FRITZ J. RADDATZ: Roman oder biographie romancée? Ihr amerikanischer Verleger spricht in der Werbung für Ravelstein von Roman, aber der Autor - sofern er verantwortlich ist für die Titelseite - nicht; da taucht kein Genre-Begriff auf.

SAUL BELLOW: Ich habe nie von einem Roman gesprochen; allerdings gerät mir alles, was ich schreibe, zu einer Art Roman. Entscheidend ist nicht das Entstandene, sondern das Entstehen, der Prozess des Schreibens. Ich zitiere gerne den Satz, den Alberto Moravia einmal zu mir sagte: "Romane sind immer ein Stück des eigenen Lebens."

BELLOW: Vielleicht liegt das auch am mediengeprägten Publikum, das auf komische Weise "Akkuratheit" verlangt, Nachprüfbares, eine Art technische Zuverlässigkeit. Für mich, für den Schriftsteller, liegt die Sache anders: Gewiss, ich war mit Allan Bloom befreundet, er hat mich sogar gebeten, einmal seine Biografie zu schreiben - aber das Eigentliche war für mich, einen in sich stringenten, narrativen Text herzustellen; der dann gleichsam von sich aus eine Figur schafft. Mein Ehrgeiz ist nicht, einen Scherenschnitt anzufertigen. Meine Ambition ist bescheidener: aus Splittern der Welt eine eigene Welt zu schaffen. Im Fall Allan Bloom hat mir das sehr zu schaffen gemacht, zumal seine Homosexualität. Ein wenig nehme ich mir dies postume Outing immer noch übel; aber schließlich gehörte es zu seiner Persönlichkeit.
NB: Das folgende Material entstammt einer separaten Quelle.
Issue #1820, opened 2020-05-25
Search the yanked string crashes the app.


dlagg:
If you try to yank a selection, `/` for search, and `Ctrl` + `R` + `"` for paste the yanked string. The app crashes. I don't know if `Ctrl` + `R` keybind is implemented yet.

mabuchner:
Just entering insert mode and pressing `<C-R>` will also freeze Oni2.

1. `oni2 foo.txt`
2. `i`
3. `<C-R>`

In Vim I'm using this feature a lot, because it allows to paste a register without having to leave insert mode.

bryphe:
Fixed with #2101

PR #2101, opened 2020-07-13
fix(vim/#566): Insert register crashes

### LINKED ISSUE #566: Crash: Insert register in insert mode
__Repro:__
- Go to insert mode `i`
- `<C-r>a`

Expected: Contents of a register should be insert
Actual: Crash

This is hitting a blocking input mode in `libvim` - we'll have to fix it there

bryphe:
__Issue:__ `<C-R>` (insert register) in insert mode or command line would crash the editor.

__Defect:__ In libvim, we'd enter a blocking input call, which would cause Onivim to hang. 

__Fix:__ We already have an API exposed on libvim to get register contents - we'll use that to get the contents of the register and handle insertion in a similar way to paste. This adds a `Feature_Registers` to handle the state management of the register, along with some effects / subscriptions for vim to get registers and to subscribe to evaluation results.

Fixes #566 #1820 

Evaluation of registers (`=`) will be improved with https://github.com/onivim/libvim/pull/214

__TODO:__
- [x] Verify #1820 (`/` and `?`) are also fixed


mabuchner:
Does this also fix #1820?

bryphe:
Oh, good catch @mabuchner - it should! I'll double-check and make sure it's also addressed.

Issue #941, opened 2019-11-18
Can't apply normal commands across range


instantaphex:
OS: Windows 10
Build Info:
Version: 2.0.2.0
Date: 11/16/2019, 8:35:36 PM
Commit: ad3d45b

I'm not able to apply normal commands across a range of lines.

Steps to reproduce:

1.) Example fille:

```
console.log('line1');
console.log('line2');
console.log('line3');
```

2.) Enter ex mode commands:

`
:1,3 normal ^i//
`

3.) This shows error:

`
libvim
E35: No previous regular expression
`

3.) Expected output:

```
//console.log('line1');
//console.log('line2');
//console.log('line3');
```

PR #2113, opened 2020-07-16
refactor(dependencies): upgrade revery to 7ccd20c

zbaylin:
This is a fairly big migration because the text/font API changed pretty widely, but nothing too breaking.


src/Service/Font/FontLoader.re
```diff
@@ -5,150 +5,248 @@
...
+
+let isFontMonospace = font => {
+  let metrics = Skia.FontMetrics.make();
+  Skia.Paint.setTypeface(paint, font |> Revery_Font.getSkiaTypeface);
+  Skia.Paint.getFontMetrics(paint, metrics, 1.0) |> (ignore: float => unit);
+  let avgCharWidth = Skia.FontMetrics.getAvgCharacterWidth(metrics);
+  let maxCharWidth = Skia.FontMetrics.getMaxCharacterWidth(metrics);
+
+  maxCharWidth -. avgCharWidth < 0.1;
 };
```
bryphe, line 153: Nice!

src/Service/Font/FontLoader.re
```diff
@@ -5,150 +5,248 @@
...
-        r,
-        font => {
-          let (isMono, c1width, _) =
-            isMonospace(~font, ~smoothing, ~fontSize);
-          if (!isMono) {
-            Error("Not a monospace font");
-          } else {
-            let measuredWidth = c1width;
-            let {lineHeight, descent, _}: Revery.Font.FontMetrics.t =
-              Revery.Font.getMetrics(font, fontSize);
```
bryphe, line 61: Great to see all this go away - thank you for cleaning it up!

src/Core/Kernel/dune
```diff
@@ -5,7 +5,7 @@
         yojson
         ppx_deriving.runtime
         ppx_deriving_yojson.runtime
-        zed_oni
+        Revery.zed
```
bryphe, line 8: Nice 👍

src/Service/Font/FontLoader.re
```diff
@@ -5,150 +5,248 @@
...
+       (
+         ~requestId: int,
+         ~smoothing: Revery.Font.Smoothing.t,
+         ~fontFamily: Revery_Font.Family.t,
+         fullPath,
+         fontSize: float,
+       ) => {
+     Log.tracef(m =>
+       m("loadAndValidateEditorFont path: %s | size: %f", fullPath, fontSize)
+     );
```
bryphe, line 33: Once we verify everything is working - we can just remove this

bryphe:
It looks like the inline tests are failing: `esy '@test' inline`:
https://dev.azure.com/onivim/oni2/_build/results?buildId=12535&view=logs&j=a5e52b91-c83f-5429-4a68-c246fc63a4f7&t=2a220312-72c6-56b5-f19f-728b78c47903&l=24

I suspect it might be due to assuming an asset is available - the inline tests are run from a directory that might not have access to the font files. Is there a place in the top-level / global scope where we are trying to load a font?

zbaylin:
@bryphe Hmm, I dont remember changing any of the font loading paths, but I can go through the diff. I can also run the inline tests locally to see if I get any more information

bryphe:
> @bryphe Hmm, I dont remember changing any of the font loading paths, but I can go through the diff. I can also run the inline tests locally to see if I get any more information

Could there be a change in Revery that depends on asset paths? Something like this? https://github.com/revery-ui/revery/blob/b05d4a97842a571ca1f07b18616aab313abb46e0/src/Font/FontFamily.re#L93

I was a bit concerned with how big the delta of changes in Revery is - it would be easier to isolate the failures if we upgrade incrementally (ie, merge #937, then #941, then #932 , then #944) . It's still an option for us if we get stuck on what's causing this failure - it doesn't necessarily have to be all-or-nothing upgrade.

zbaylin:
Im getting this error locally, which is even weirder:

```
   generator src/Core/BuildInfo.re (exit 2)
(cd /Users/zbaylin/Development/oni2/_esy/default/store/b/oni2-534abfdd/default/src/Core && ../gen_buildinfo/generator.exe)
Fatal error: exception Sys_error("../../package.json: No such file or directory")
```

I dont know what I could have changed to trigger that -- it might not even be the same error as the one on CI

bryphe:
I've seen that error intermittently, I'm not sure what causes it - you can try deleting your `_esy` folder and rebuilding.

bryphe:
It looks like the monospace detection isn't working properly, as I'm able to set the font family with Arial with this change:
image

In addition, if I set to an invalid font - like `"editor.fontFamily": "Some-Invalid-Font"` - it defaults to a non-monospaced font.

Here's a set of test cases we need to verify cross-platform:
---------------------------------------------------------
| Test Case | OSX | Linux | Windows |
| --- | --- | --- | --- |
| No font set - should default to JetBrains Mono | [ ] | [ ] | [ ] |
| Set to Arial at runtime (modifying existing config), should default to JetBrains Mono | [ ] | [ ] | [ ] |
| Startup with Arial already set in config, should default to JetBrains Mono | [ ] | [ ] | [ ]|
| Set to per-platform monospace font (Consoles/Menlo/Liberation/etc) modifying existing config | [ ] | [ ] | [ ] |
| Start up with per-platform monospace font(Consoles/Menlo/Liberation/etc) | [ ] | [ ] | [ ] |
| Set to an invalid font at runtime (`"editor.fontFamily": "An-Invalid-Font"`) | [ ] | [ ] | [ ] |
| Startup with an invalid font (`"editor.fontFamily": "An-Invalid-Font"`)  | [ ] | [ ] | [ ] |

zbaylin:
@bryphe Thanks for testing that! I probably just have the range set too high for the difference between the average and maximum character widths. Sorry about that!

bryphe:
> I probably just have the range set too high for the difference between the average and maximum character widths.

Maybe we should just use `Float.epsilon`? Is that too strict?

zbaylin:
> > I probably just have the range set too high for the difference between the average and maximum character widths.
> 
> Maybe we should just use `Float.epsilon`? Is that too strict?

Good question. I'll try that out.

zbaylin:
Looks like both average and max char widths are always being returned as the same:
```
[DEBUG]    +0ms Oni2.Service.FontLoader : Testing for monospace-ness: Arial, maxCharWidth: 31.535156, avgCharWidth: 31.535156
```
For now I'll revert to the "old" way of testing for monospace fonts and try to investigate why that is happening on the Revery side.

zbaylin:
@bryphe I can get all those tests done on Linux and macOS -- Windows might be a bit harder for me. If you or @CrossR would be able to help out there that would be super helpful!

zbaylin:
The startup tests are hard to show, but they work the same way as these runtime ones do:

## macOS

- Nothing set
Screen Shot 2020-07-16 at 2 00 11 PM

- "Arial" set
Screen Shot 2020-07-16 at 2 00 18 PM

- "Incorrect-Font-Name" set
Screen Shot 2020-07-16 at 2 00 41 PM

- Raw path set
Screen Shot 2020-07-16 at 2 02 10 PM

- Incorrect raw path set
Screen Shot 2020-07-16 at 2 02 21 PM

bryphe:
Thanks @zbaylin for investigating! I'll run the tests on Windows 👍

zbaylin:
Looks like there's a memory leak issue with Skia -- @bryphe what do you think we should do about this? I can't find an `sk_string_deref` anywhere, it looks like it should be taken care of with the garbage collector/`free`.

zbaylin:
Linux seems to work as well!

## Linux
- Nothing set
Screen Shot 2020-07-16 at 3 27 07 PM

- "Arial" set
Screen Shot 2020-07-16 at 3 27 45 PM

- "Random-Font-Name" set
Screen Shot 2020-07-16 at 3 27 59 PM

- Raw path set
Screen Shot 2020-07-16 at 3 29 47 PM

- Garbage raw path set
Screen Shot 2020-07-16 at 3 30 14 PM

CrossR:
## Windows
- Nothing set
nothing


- "Arial" set
arial

- "Random-Font-Name" set
Fake

- Raw path set
Path

- Garbage raw path set
BadFontPath

bryphe:
Thanks for running those tests, @CrossR ! Appreciate it 👍 

I double-checked perf too, and it looks like we still have the same 'hot-paths':
image

- `drawText`
- Canvas flushing
- Garbage collection

so doesn't look like any perf regressions

bryphe:
Nice catch on the memory leak @zbaylin - once we're merged up with that, seems like this is good to go 👍

PR #2119, opened 2020-07-16
feat(syntax-highlighting/#1829): update syntax highlight lookup to use additional information

CrossR:
In progress at the mo, but this should fix some of the holes in our syntax highlighting. VSCode gives us a bunch of ways to work out the language for a file and right now we only use the extension (well...not really I think we use that badly as well), so this adds loading the `"filenames"` field that the extensions gives which fixes extensionless files (say a Gemfile in Ruby etc) and files that maybe have different names than expected.

I've also populated two of the other fields (firstline and patterns) but I/someone else can deal with that in a follow up, since I haven't looked at our regex compilation stuff really. EDIT: This was actually a lot easier than I thought, so I've added that too.

Need to figure out the best way to do this yet and may need a discussion around loading order/investigate what VSCode does.


src/Store/Features.re
```diff
@@ -10,6 +10,16 @@ module Internal = {
...
+  /* TODO: I always use the fileType from Core.Buffer.getFileType, which is bad!
+   *
+   *       This should now take into account the full filename, or the extension.
+   *       Should be future proof enough to do "ext or filename or pattern match or
+   *       first line or default."
+   *
+   *       I think this actually might be causing the current issues with .bashrc etc
+   *       now as well. .bashrc should work, but I expect the filetype is empty,
+   *       and this doesn't use the extension (which would work).
+   */
```
CrossR, line 22: This is the main open question really.

With this PR we have three ways of getting a scope back:

 - File Type
 - Extension (already here but not used as far as I can see?)
 - Filename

FJR: Was ist so furchtbar daran, homosexuell zu sein?

BELLOW: Gar nichts, nicht für mich. Aber die Gesellschaft reagiert noch immer wie auf den Warnruf "Lepra". Doch es ist ja auch ein Buch über die provokanten Thesen dieses Mannes.

FJR: Sie - der Sie einen Saul-Bellow-Biografen mit dem Satz: "Sie bringen Facts und Fiction durcheinander" zurechtwiesen - sind also der Architekt dessen, was wir "Ideenroman" nennen?

BELLOW: Hoch interessante und sehr europäische Frage. Dieser Begriff des "Kulturellen" - meine russischen Eltern sprachen immer von culturnij - ist dem Amerikaner fremd, auch dem dank guter Universitäten gebildeten Amerikaner; er hat keinen Geschmack an culturnij. Auch mir ist das oft als Angeberei verdächtig.